AbbVie’s oral, interferon-free regimen for treating hepatitis C (HCV) cured 96% of difficult-to-treat patients within just 12 weeks in a late-stage clinical trial, giving the firm a strong position in the race to get new, more convenient therapies on the market.
SAPPHIRE II, the second of six Phase III studies assessing its investigational three direct-acting-antiviral (3D) regimen plus ribavirin, included 394 in patients with genotype 1 (GT1) HCV infection, all of which previously failed pegylated interferon and ribavirin treatment, including around 49% of who had failed to respond at all.

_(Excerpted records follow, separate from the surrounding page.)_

PR #1087, opened 2022-10-10
DEMO LINK

Nataliia95254:
[DEMO LINK](https://Nataliia95254.github.io/layout_catalog_hovers/)

### DIFF
--- a/src/styles/_catalog.scss
+++ b/src/styles/_catalog.scss
@@ -19,4 +19,11 @@
   &__card:not(:nth-child(4n)) {
     margin-right: 48px;
   }
+
+  &__card:hover {
+    cursor: pointer;
+    transition-duration: 300ms;
+    transform: scale(1.2);
+    color: #34568b;
+  }
 }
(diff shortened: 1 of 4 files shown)


loralevitska (changes requested):
It's better to set the `transform` & `transition` property for the card class, so the Smoothly effect will be preserved when the mouse is placed on the card and removed from the card. Currently, this effect is preserved only when hovering over the card, and not in the reverse direction.

src/styles/_catalog.scss
```diff
@@ -14,9 +14,16 @@
     border: 1px solid #ccc;
     border-radius: 5px;
     margin-bottom: 48px;
+    transition-duration: 300ms;
```
loralevitska, line 17: for future instead of &__card:hover

```suggestion
    transition-duration: 300ms;
    
    &:hover {
      cursor: pointer;
      color: #34568b;
      transform: scale(1.2);
    }
    
```

loralevitska (approved):
great :wink:

PR #1090, opened 2022-10-11
Develop

myroslava-kukhta:


src/styles/_catalog.scss
```diff
@@ -14,6 +14,12 @@
     border: 1px solid #ccc;
     border-radius: 5px;
     margin-bottom: 48px;
+    transition-duration: 300ms;
+  }
```
stanislav-topikha, line 18: Specify for which properties you're applying transition, move time to the var(you used it 2 times)

stanislav-topikha (changes requested):

src/styles/_catalog.scss
```diff
@@ -14,6 +14,12 @@
     border: 1px solid #ccc;
     border-radius: 5px;
     margin-bottom: 48px;
+    transition-duration: $transition-duration;
```
polosanya, line 17: Previous comment not fixed. Please specify for which property transition should be applied

polosanya (changes requested):
Almost done! Please pay attention to the comments

liliia-livandovskaya (approved):
🔥

PR #1096, opened 2022-10-13
Layout catalog hover

Liliya-Kalinichenko:
- [DEMO LINK](https://Liliya-Kalinichenko.github.io/layout_catalog_hovers/)


src/styles/blocks/catalog.scss
```diff
@@ -17,9 +17,15 @@
     border: 1px solid #ccc;
     border-radius: 5px;
     margin-bottom: 48px;
+    transition-duration: $transition-time;
```
Bohdan-Maksymiuk, line 20: You should specify transition properties directly

src/styles/blocks/header.scss
```diff
@@ -38,5 +38,10 @@
     text-transform: uppercase;
     font-size: 12px;
     font-weight: 500;
+    transition-duration: $transition-time;
```
Bohdan-Maksymiuk, line 41: You should specify transition properties directly

Bohdan-Maksymiuk (changes requested):

Bohdan-Maksymiuk (approved):

PR #1104, opened 2022-10-18
Created

IVxVI:
- [DEMO LINK](https://IVxVI.github.io/layout_catalog_hovers/)


src/styles/blocks/catalog.scss
```diff
@@ -17,9 +17,15 @@
     border: 1px solid #ccc;
     border-radius: 5px;
     margin-bottom: 48px;
+    transition: 300ms ease;
```
alexandra-protyanova, line 20: set transition to define properties and move duration to variable

alexandra-protyanova (changes requested):

src/styles/blocks/catalog.scss
IVxVI: It crashes when I try to create variable, only works when in exact file... So should it be like this?

DarkMistyRoom: That is because you should make `main.scss` file and import all your blocks and utils there

DarkMistyRoom: And if you have some questions, ask in fe_chat

DarkMistyRoom (changes requested):
Correct previous comment

src/styles/blocks/catalog.scss
IVxVI: Understood. It`s just import "variables" has to be on top)

alexandra-protyanova (approved):

PR #1108, opened 2022-10-19
commit message

diamat1997:
- [DEMO LINK](https://diamat1997.github.io/layout_catalog_hovers/)

### DIFF
--- a/src/styles/blocks/catalog.scss
+++ b/src/styles/blocks/catalog.scss
@@ -17,6 +17,12 @@
     border: 1px solid #ccc;
     border-radius: 5px;
     margin-bottom: 48px;
+    transition-duration: 300ms;
+
+    &:hover {
+      color: #34568b;
+      transform: scale(1.2);
+    }
 
     &:not(:nth-child(4n)) {
       margin-right: 48px;
--- a/src/styles/blocks/catalog.scss
+++ b/src/styles/blocks/catalog.scss
@@ -17,7 +17,7 @@
     border: 1px solid #ccc;
     border-radius: 5px;
     margin-bottom: 48px;
-    transition: 300ms;
+    transition: transform 300ms;
 
     &:hover {
       color: #34568b;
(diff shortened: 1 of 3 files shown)


src/styles/blocks/header.scss
```diff
@@ -38,5 +38,10 @@
     text-transform: uppercase;
     font-size: 12px;
     font-weight: 500;
+    transition-duration: 300ms;
```
alexandra-protyanova, line 41: set transition to define properties, not to `all`, and use variable for duration

alexandra-protyanova (changes requested):

src/styles/blocks/header.scss
diamat1997: Do you mean that you need to use `transition` on a `transition-duration`?Because I didn't quite understand what you meant.

src/styles/blocks/catalog.scss
```diff
@@ -17,6 +17,12 @@
     border: 1px solid #ccc;
     border-radius: 5px;
     margin-bottom: 48px;
+    transition: 300ms;
```
DarkMistyRoom, line 20: You should specify the property. 
for example: 
```suggestion
    transition: color 300ms;
```

DarkMistyRoom: But do it for all properties and use a variable for the duration

DarkMistyRoom: https://developer.mozilla.org/en-US/docs/Web/CSS/transition

DarkMistyRoom: And if you have a question, ask it in the fe_chat. It will be faster

DarkMistyRoom (changes requested):

src/styles/blocks/catalog.scss
```diff
@@ -17,6 +17,12 @@
     border: 1px solid #ccc;
     border-radius: 5px;
     margin-bottom: 48px;
+    transition: transform 300ms;
+
+    &:hover {
+      color: #34568b;
```
alexandra-protyanova, line 23: I think, we should add transition for color as well

alexandra-protyanova (changes requested):

PR #1114, opened 2022-10-21
Animation training

Rio1391:
- [DEMO LINK](https://rio1391.github.io/layout_catalog_hovers/)


src/styles/blocks/catalog.scss
```diff
@@ -17,9 +17,15 @@
     border: 1px solid #ccc;
     border-radius: 5px;
     margin-bottom: 48px;
-
+    transition: all $trans-duration;
```
SanyaBratashchuk, line 20: do not use `all` write each property

src/styles/main.scss
```diff
@@ -1,3 +1,5 @@
+$trans-duration: 0.3s;
```
SanyaBratashchuk, line 1:
```suggestion
$transition-duration: 0.3s;
```

SanyaBratashchuk (changes requested):

src/styles/blocks/catalog.scss
Rio1391: done

src/styles/main.scss
Rio1391: done

SanyaBratashchuk (approved):

PR #1122, opened 2022-10-24
hovers were made

vlad-boikov:
- [DEMO LINK](https://vlad-boikov.github.io/layout_catalog_hovers/)


src/styles/blocks/catalog.scss
```diff
@@ -17,9 +17,15 @@
     border: 1px solid #ccc;
     border-radius: 5px;
     margin-bottom: 48px;
+    transition-duration: $transition-duration;
```
DarkMistyRoom, line 20: list all props, it is better for performance

DarkMistyRoom (changes requested):

liliia-livandovskaya (approved):

PR #1137, opened 2022-10-29
catalog hover

ruslan-kasinets:
[DEMO](https://ruslan-kasinets.github.io/layout_catalog_hovers/)

### DIFF
--- a/src/styles/blocks/catalog.scss
+++ b/src/styles/blocks/catalog.scss
@@ -17,9 +17,15 @@
     border: 1px solid #ccc;
     border-radius: 5px;
     margin-bottom: 48px;
+    transition: transform $transition-duration, color $transition-duration;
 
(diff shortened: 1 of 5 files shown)


src/styles/blocks/catalog.scss
```diff
@@ -17,9 +17,15 @@
...
     margin-bottom: 48px;
+    transition: transform $transition-duration, color $transition-duration;
 
     &:not(:nth-child(4n)) {
       margin-right: 48px;
     }
+
+    &:hover {
+      transform: scale(1.2);
+      color: #34568b;
```
polosanya, line 28: For colors it is also better to create variables

polosanya (changes requested):
Almost done! Please check my comments

loralevitska (approved):
good job!

PR #1148, opened 2022-11-02
Advance HTML and CSS Lesson 5 - Catalog Hovers

ysrckr:
- [DEMO LINK](https://ysrckr.github.io/layout_catalog_hovers/)

### DIFF
--- a/src/styles/utils/_variables.scss
+++ b/src/styles/utils/_variables.scss
@@ -1,0 +1,1 @@
+$transition-color: color 300ms ease-in-out;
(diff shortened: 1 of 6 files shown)


src/styles/utils/_variables.scss
```diff
@@ -0,0 +1 @@
+$transition-color: color 300ms ease-in-out;
```
mgrinko, line 1: You could use a mixin, but not the exact value with exact transition-property value

mgrinko (approved):

Vasya564 (approved):

PR #1153, opened 2022-11-04
adde hover

MSA1991:
- [DEMO LINK](https://msa1991.github.io/layout_catalog_hovers/)

### DIFF
--- a/src/styles/blocks/catalog.scss
+++ b/src/styles/blocks/catalog.scss
@@ -17,6 +17,12 @@
     border: 1px solid #ccc;
     border-radius: 5px;
     margin-bottom: 48px;
+    transition: all $duration;
+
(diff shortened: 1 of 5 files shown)


src/styles/blocks/catalog.scss
```diff
@@ -17,6 +17,13 @@
     border: 1px solid #ccc;
     border-radius: 5px;
     margin-bottom: 48px;
+    cursor: pointer;
+    transition: all $duration;
```
ivanchuk-yurii, line 21: don't use `all`, set only for `transform` and `color`

ivanchuk-yurii (changes requested):

ivanchuk-yurii (approved):

PR #1568, opened 2023-02-03
catalog hover was created

vlad-fil:
- [DEMO LINK](https://vlad-fil.github.io/layout_catalog_hovers/)

### DIFF
--- a/src/styles/blocks/catalog.scss
+++ b/src/styles/blocks/catalog.scss
@@ -17,9 +17,15 @@
     border: 1px solid #ccc;
     border-radius: 5px;
     margin-bottom: 48px;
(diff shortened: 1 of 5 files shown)


src/styles/blocks/catalog.scss
```diff
@@ -17,9 +17,15 @@
     border: 1px solid #ccc;
     border-radius: 5px;
     margin-bottom: 48px;
+    transition: $during-hover;
```
IvanFesenko, line 20:
```suggestion
    transition: transform $during-hover color $during-hover;
```

IvanFesenko (approved):
Good job. Keep in mond, that transition by default used for `all`

PR #1576, opened 2023-02-06
adds animation card and link nav

Fedos17:
- [DEMO LINK](https://Fedos17.github.io/layout_catalog_hovers/)

### DIFF
--- a/src/styles/blocks/catalog.scss
+++ b/src/styles/blocks/catalog.scss
@@ -18,6 +18,8 @@
     border-radius: 5px;
     margin-bottom: 48px;
 
+    transition: transform $time-transition, color $time-transition;
+
     &:not(:nth-child(4n)) {
       margin-right: 48px;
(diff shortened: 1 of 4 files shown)


src/styles/blocks/catalog.scss
```diff
@@ -21,5 +21,11 @@
     &:not(:nth-child(4n)) {
       margin-right: 48px;
     }
+
+    &:hover {
+      transform: scale(120%);
+      color: #34568b;
+      transition: 300ms;
```
Viktor-Kost, line 28: 1) move transition to static state instead of hover one
2) add transition-property (-ies) to show what styles you exactly change
3) create a variable for transition-duration in case you've already used this value twice

Viktor-Kost (changes requested):

qoa11a (approved):

PR #1580, opened 2023-02-06
hover effects were added

Gosyav:
https://vo7kov.github.io/layout_catalog_hovers/

### DIFF
--- a/src/styles/blocks/catalog.scss
+++ b/src/styles/blocks/catalog.scss
@@ -18,7 +18,7 @@
     border-radius: 5px;
     margin-bottom: 48px;
 
-    transition: transform, 0.3s, color 0.3s;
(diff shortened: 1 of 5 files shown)


src/styles/blocks/catalog.scss
```diff
@@ -18,8 +18,15 @@
     border-radius: 5px;
     margin-bottom: 48px;
 
+    transition: transform, 0.3s, color 0.3s;
```
vlad-demchuk, line 21: move duration to variable as well

vlad-demchuk (changes requested):

Vo7kov:
https://vo7kov.github.io/layout_catalog_hovers/

qoa11a (approved):

PR #1582, opened 2023-02-08
Animation added

khomenkom:
- [DEMO LINK](https://khomenkom.github.io/layout_catalog_hovers/)


src/styles/blocks/catalog.scss
```diff
@@ -17,9 +17,15 @@
     border: 1px solid #ccc;
     border-radius: 5px;
     margin-bottom: 48px;
+    transition: 300ms;
```
tetiana-ivanchenko, line 20: add transitions property's, also move transition time in the variable

tetiana-ivanchenko (changes requested):

src/styles/blocks/catalog.scss
```diff
@@ -17,9 +17,15 @@
     border: 1px solid #ccc;
     border-radius: 5px;
     margin-bottom: 48px;
+    transition: all $transition-time;
```
tetiana-ivanchenko, line 20: don't add all  property, use the properties you need

tetiana-ivanchenko (changes requested):

khomenkom:
Thanks for your feedback

vlad-demchuk (approved):

PR #1583, opened 2023-02-08
add transitions to cards and nav links

HYPER2307:
- [DEMO LINK](https://hyper2307.github.io/layout_catalog_hovers/)

### DIFF
--- a/src/styles/blocks/catalog.scss
+++ b/src/styles/blocks/catalog.scss
@@ -18,8 +18,16 @@
     border-radius: 5px;
     margin-bottom: 48px;
 
+    transition-duration: $transition-duration;
+    transition-timing-function: smooth;
+
     &:not(:nth-child(4n)) {
       margin-right: 48px;
+    }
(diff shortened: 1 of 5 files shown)


src/styles/blocks/catalog.scss
```diff
@@ -18,8 +18,16 @@
     border-radius: 5px;
     margin-bottom: 48px;
 
+    transition-duration: $transition-duration;
+    transition-timing-function: smooth;
```
VitaliyBondarenko1982, line 22:
```suggestion
    transition: transform $transition-duration smooth;
```

VitaliyBondarenko1982: Better to specify transition propery. It impact on performance. By default it is all.
Please, check in second place it

VitaliyBondarenko1982 (changes requested):

OlEzhA0 (approved):

PR #1602, opened 2023-02-17
solution

andrii-rykal:
[DEMO LINK](https://andrii-rykal.github.io/layout_catalog_hovers/)

### DIFF
--- a/src/styles/blocks/catalog.scss
+++ b/src/styles/blocks/catalog.scss
@@ -1,7 +1,6 @@
 .catalog {
   display: flex;
   flex-wrap: wrap;
-
   max-width: 944px;
   margin: 0 auto;
   padding: 50px 0;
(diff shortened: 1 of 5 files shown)


src/styles/blocks/catalog.scss
```diff
@@ -11,15 +10,20 @@
     justify-content: center;
     align-items: center;
     box-sizing: border-box;
-
     width: 200px;
     height: 300px;
     border: 1px solid #ccc;
     border-radius: 5px;
     margin-bottom: 48px;
+    transition-duration: $speed-of-change;
```
nazarmatsevych, line 18: Also add [transition-property](https://developer.mozilla.org/en-US/docs/Web/CSS/transition-property) rule and indicate exactly which properties will change to make better performanse

src/styles/blocks/header.scss
```diff
@@ -38,5 +36,10 @@
     text-transform: uppercase;
     font-size: 12px;
     font-weight: 500;
+    transition-duration: $speed-of-change;
```
nazarmatsevych, line 39: same here

nazarmatsevych (changes requested):

PR #1605, opened 2023-02-18
make smooth on hover

vitalii-fedusov:
- [DEMO LINK](https://vitalii-fedusov.github.io/layout_catalog_hovers/)


src/styles/blocks/catalog.scss
```diff
@@ -17,6 +21,13 @@
     border: 1px solid #ccc;
     border-radius: 5px;
     margin-bottom: 48px;
+    position: relative;
+    transition: all $duration ease;
```
SanyaBratashchuk, line 25: specify each prop you apply transition for

src/styles/blocks/header.scss
```diff
@@ -38,5 +41,10 @@
     text-transform: uppercase;
     font-size: 12px;
     font-weight: 500;
+    transition: all $duration ease;
```
SanyaBratashchuk, line 44: same

SanyaBratashchuk (changes requested):

src/styles/blocks/catalog.scss
vitalii-fedusov: i do not catch it. what i need to change?

mykhalenych (approved):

Also of note, the majority of patients had GT1a disease, which is notoriously difficult to treat, but still 96% had achieved sustained virologic response at 12 weeks, compared to 97% of those with the GT1b type.
Data showed that virology relapse or breakthrough occurred in just 2% of patients receiving the 3D regimen plus ribavirin, and that three patients (1%) discontinued due to adverse events, lending further weight to its tolerability profile, a crucial factor in treatment particularly given the issues with interferon therapy.
On the downside, AbbVie’s treatment regimen comes with a high pill burden, with patients having to take six pills a day in some cases. Nevertheless, some experts believe this is negated by short treatment duration.
Gilead, Merck & Co and Bristol-Myers Squibb are also developing HCV therapies without the need for interferon injections to access a market worth billions of dollars, that will only expand as low rates of diagnoses improve. On the other hand, whether these regimens will make it past global cost-regulators remains to be seen.
Gilead’s Sovaldi was approved by US regulators just days ago as the first drug to demonstrate safety and efficacy to treat HCV infection without the need for interferon.